In Technimed SRL v Kidz-Med, Inc., ex-distributor began to sell competing medical thermometer products in the same or substantially similar packaging as it had previously sold manufacturer’s thermometers. The distribution agreement between the parties had (wisely) provided that the product trademark belongs to the manufacturer but otherwise neglected to include any language regarding the product trade dress.
Manufacturer brought a trade dress infringement suit to prevent distributor from selling competing products packaged in virtually identical trade dress (and thereby confusing customers). Since there was no language regarding trade dress in the earlier distribution agreement, distributor argued that, having originated the packaging, the trade dress belonged to the distributor.

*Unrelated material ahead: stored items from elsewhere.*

PR #161, opened 2016-07-26
Commandline interface, simplified serialization, merging VariantCollections

iskandr:
* Added `union` and `intersection` to `VariantCollection`. 
* We previously allowed one unique path and one metadata dictionary for each `VariantCollection`. This complicates merging collections since they can now come from multiple sources. I replaced `path` with a more general notion of 'source' and the tied sources to metadata by having them both come from a parameter called `sources_to_metadata_dict`.  I tried to maintain backward compatibility by providing helper properties like `source` and `metadata` for the most common situation when we get variants from a single source.
* Simplified serialization to pickle and JSON by using the same `Serializable` base class as PyEnsembl. 
* Add `element_type` to `Collection`.
* Made `varcode-variants` script which loads multiple VCF/MAF/manually specified variants, takes their union and can write out a combined collection.
* Removed some cached properties which don't add much to performance but do eat up memory (general philosophy is now to only add caching around bottleneck methods, like those that talk to a database)

---
This change is [Reviewable](https://reviewable.io/reviews/hammerlab/varcode/161)


varcode/vcf.py
```diff
@@ -230,15 +231,15 @@ def sample_info_parser(unparsed_sample_info_strings, format_string):
...
         info_parser=handle.vcf_reader._parse_info if include_info else None,
         only_passing=only_passing,
         max_variants=max_variants,
         sample_names=handle.vcf_reader.samples if include_info else None,
         sample_info_parser=sample_info_parser,
         variant_kwargs={
             'ensembl': genome,
-            'allow_extended_nucleotides': allow_extended_nucleotides},
-        variant_collection_kwargs={"path": path})
+            'allow_extended_nucleotides': allow_extended_nucleotides})
```
arahuja: Does `variant_collection_kwargs` no longer need to be passed?

varcode/vcf.py
```diff
@@ -296,6 +301,9 @@ def dataframes_to_variant_collection(
 
     variant_collection_kwargs : dict, optional
         Additional keyword parameters to pass to VariantCollection.__init__.
+
+    sources : set or list
```
arahuja: Is this is in the function def?

varcode/variant_collection.py
```diff
@@ -132,9 +138,9 @@ def clone_with_new_elements(self, new_elements):
         """
         return self.__class__(
             new_elements,
-            path=self.path,
+            source_to_metadata_dict=self.source_to_metadata_dict,
```
arahuja: Is this the same as the superclass version?

varcode/variant.py
```diff
@@ -247,83 +236,54 @@ def __eq__(self, other):
...
-        return instance
-
-    @classmethod
-    def from_json(cls, serialized):
-        """
-        Unserialize a Variant encoded as a string of JSON.
-        """
-        return Variant.from_dict(json.loads(serialized))
+        return dict(
+            contig=self.contig,
```
arahuja: Do you want the original contig too then?

varcode/collection.py
```diff
@@ -103,8 +191,9 @@ def clone_with_new_elements(self, new_elements):
         """
         return self.__class__(
             new_elements,
-            path=self.path,
-            distinct=self.distinct)
+            distinct=self.distinct,
```
arahuja: Need to pass along `element_type`?

varcode/collection.py
```diff
@@ -16,39 +16,130 @@
...
+        """
+        return self.source
+
+    @property
+    def filenames(self):
+        """
+        Assuming sources are paths to VCF or MAF files, trim their directory
+        path and return just the file names.
+        """
+        return [os.path.split(source)[1] for source in self.sources if source]
```
arahuja: Is this the same as `os.basename`?

varcode/cli/variants_script.py
```diff
@@ -0,0 +1,43 @@
...
+    """
+    if args_list is None:
+        args_list = sys.argv[1:]
+    arg_parser = make_variants_parser(
+        description="Annotate variants with overlapping gene names")
+    arg_parser.add_argument("--output-csv", help="Output path to CSV")
+    args = arg_parser.parse_args(args_list)
+    variants = variant_collection_from_args(args)
+    variants_dataframe = variants.to_dataframe()
+    print(variants_dataframe)
```
arahuja: Do you want to print this?

varcode/cli/variant_args.py
```diff
@@ -0,0 +1,139 @@
...
+
+    if args.genome:
+        genome = genome_for_reference_name(args.genome)
+    else:
+        # no genome specified, assume it can be inferred from the file(s)
+        # we're loading
+        genome = None
+
+    for vcf_path in args.vcf:
+        variant_collections.append(load_vcf_fast(vcf_path, genome=genome))
```
arahuja: Seems like this the default now? Worth dropping the other?

varcode/variant_collection.py
```diff
@@ -253,3 +202,97 @@ def exactly_equal(self, other):
...
+        """
+        return self._combine_variant_collections(
+            combine_fn=set.intersection,
+            variant_collections=(self,) + others,
+            kwargs=kwargs)
+
+    def to_dataframe(self):
+        """Build a DataFrame from this variant collection"""
+
+        def row_from_variant(variant):
```
arahuja: If you pull this out to a class level function, it can be re-used in `EffectCollection.to_dataframe()`

arahuja: Sort of ... I guess the gene handling is different

varcode/cli/variant_args.py
iskandr: Probably. @timodonnell Do you think the time has come?

varcode/cli/variants_script.py
iskandr: Yeah, that's intentional. I like seeing the result even if nothing gets written to a file.

varcode/vcf.py
iskandr: Not any more, `dataframes_to_variant_collection` populates metadata & sources on its own.

varcode/vcf.py
iskandr: Ah forgot about this. Curious what you think about the presence of `sources_to_metadata_dict` on `EffectCollection`. It seems confusing since the metadata dictionaries are still keyed by `Variant`. Maybe the base `Collection` class should only know about a set of sources and only `VariantCollection` has a full `sources_to_metadata_dict`?

varcode/collection.py
iskandr: Good catch.

varcode/variant.py
iskandr: Also a good catch. Excited to eventually demote "normalization" to properties and have start/ref/alt be the same values as in a VCF.

varcode/variant_collection.py
iskandr: What do you mean?

iskandr: Yeah, I think the difference seemed reasonable when I was considering having `Collection` only take `sources` but not `source_to_metadata_dict`.

varcode/collection.py
iskandr: Yep :-)

varcode/vcf.py
arahuja: I'd say it's useful? A common operation for us in `cohorts` is just saving/loading the `EffectCollection` and not always having the `VariantCollection` around. I think they should be able to stand on their own, but obviously if you take it out we can reference the variant collection

varcode/cli/variant_args.py
arahuja: Looks like it is deprecated now, so worth swapping this one?

varcode/vcf.py
iskandr: I think I'm going to leave it out, since the metadata dictionary has gotten somewhat complicated and I'd like to localize that complexity to VariantCollection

According to the Wrist-Rocket and Sengoku factors, which the court uses to decide the owner of a trade dress in the absence of a controlling agreement, the manufacturer is presumed to own the mark, which can be rebutted by considering four factors: “(1) which party invented and first affixed the mark onto the product; (2) which party’s name appeared with the trademark; (3) which party maintained the qualify and uniformity of the product; and (4) with which party the public identified the product and to whom purchasers made complaints.” Ultimately, after some motion practice and expensive discovery (presumably expensive for both parties), the court found in favor of the manufacturer.
Takeaway: A simple clause regarding trade dress in the distribution agreement would have saved manufacturer thousands of dollars in litigation.